For instance, categorizing the camera as merely an “attractive” attribute by the baseline model is misguided. Essential photographic functionality is a basic expectation; its absence leads to consumer dissatisfaction. Similarly, a deficient smartphone operating system, despite some consumers’ lack of technical knowledge, inevitably results in dissatisfaction. Moreover, classifying signal strength as a “one-dimensional” attribute overlooks its fundamental importance. A poor signal not only compromises most services but also fundamentally detracts from the smartphone’s usability, rendering it a “must-be” attribute rather than an optional enhancement. This misclassification and others like it should be addressed to align more closely with practical consumer expectations. From the above classification results, we can see that the classification results of our proposed model are mostly in line with common sense, which is appropriate for the classification of certain segmented and imperceptible needs.
6. Conclusions
In this study, we introduced a pre-trained model (PTM)-based framework to enhance the classification of user requirements for product design, aiming to overcome the constraints of traditional classification methods. Our three-stage approach, consisting of requirement topic modeling, sentiment analysis, and Kano-based requirement classification, leverages the sophisticated capabilities of a PTM to improve the intricacies of user review analysis.
This methodology employed ERNIE 3.0-enhanced LDA for topic modeling and fine-tuned SKEP for sentiment analysis, and integrated these with the Kano model for final requirement categorization. Through rigorous experiments, we demonstrated that our approach surpasses the baseline models in accuracy and coherence, thereby providing more reliable data for subsequent stages. The comparative results, underscored by a comprehensive case study on smartphone reviews, confirmed the effectiveness of our framework, with a substantial improvement in aligning product features with user satisfaction levels.
Our work has several strengths, including a reduction in the dependency on extensive annotated data and the ability to capture subtle nuances in customer sentiments, which are often overlooked by simpler models. Furthermore, we addressed the limitations associated with manual data annotation and the generalizability of our approach across different domains.
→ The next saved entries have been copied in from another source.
PR #2662, opened 2021-11-19
fixed Kotlin DSL example for pre-installed Node.js

albertocavalcante:
The current example syntax is not working.

Got the right one from: https://youtrack.jetbrains.com/issue/KT-39106


p7nov:
Hey!

Thanks for spotting.

It seems that a shorter notation also works, please see my commits. I've also fixed similar examples for Yarn.

p7nov (approved):

PR #2665, opened 2021-11-19
Replace readln with readLine

leartgjoni:
fixes `Unresolved reference: readln` when following the guide


danil-pavlov:
Hi! Kotlin 1.6.0 [introduced](https://blog.jetbrains.com/kotlin/2021/11/kotlin-1-6-0-is-released/#standard-library) new functions for handling standard input: [readln()](https://kotlinlang.org/api/latest/jvm/stdlib/kotlin.io/readln.html) and [readlnOrNull()](https://kotlinlang.org/api/latest/jvm/stdlib/kotlin.io/readln-or-null.html).

To avoid confusion, I'll add corresponding links to documentation shortly.

PR #2673, opened 2021-11-23
KTL-511: update samples

zoobestik:


static/js/page/index/jquery.jscroll.js
```diff
@@ -0,0 +1,103 @@
+function jScroll(){
+	this.id = arguments[0];
+	this.type = arguments[1] == 'h' ? 'h' : 'v';
+	this.width = typeof arguments[2] == 'number' ? arguments[2] : null;
+	this.height = typeof arguments[3] == 'number' ? arguments[3] : null;
+	this.$obj = null;
+	this.is_scroll = false;
+	this.start_pos = null;
+	this.init();
+}
```
nikpachoo, line 10: Is it https://jscroll.com/?
I would prefer to add it as a npm dependency.

krutilov (approved):

static/js/page/index/jquery.jscroll.js
zoobestik: No, it isn't. It is other script with same name. That's from npm no good for us.

nikpachoo (approved):

PR #2681, opened 2021-11-26
Corrected the broken link to the blog post.

Zork67:
Hello! At https://kotlinlang.org/docs/whatsnew16.html
There is a link that leads to a blog post. It is not valid at the moment. I've fixed that.


koshachy (approved):
Hey, thanks for pointing out that!

PR #2684, opened 2021-11-28
Change iterate over a range example code section

melentevpavel:
1. "if (x in 1..10) { ... }" isn't iteration example and shouldn't be placed at "iterate over a range" chapter.
2. I suggest one more consise iteration example.


danil-pavlov (approved):
Thanks for your suggestion!

PR #2782, opened 2022-02-09
Add example of typealias to "fun interfaces vs. type aliases" section

mcpiroman:
It may not be evident to the reader that the type aliases brought by this section talk about aliasing a functional type.


mcpiroman:
.

koshachy (approved):

PR #2791, opened 2022-02-14
Fix the reference to java Annotation

mataevs:
java.lang.Annotation -> java.lang.annotation.Annotation


p7nov:
Thanks for spotting this!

For future research, we envision integrating the components of our framework to achieve an efficient end-to-end requirement classification pipeline. Another promising direction is to empirically validate the applicability of our framework across various product domains and expand its capabilities to encompass a broader spectrum of user-generated content. This holistic approach will inevitably provide a more nuanced understanding of user needs, contributing to the field of intelligent product design and customer satisfaction analysis.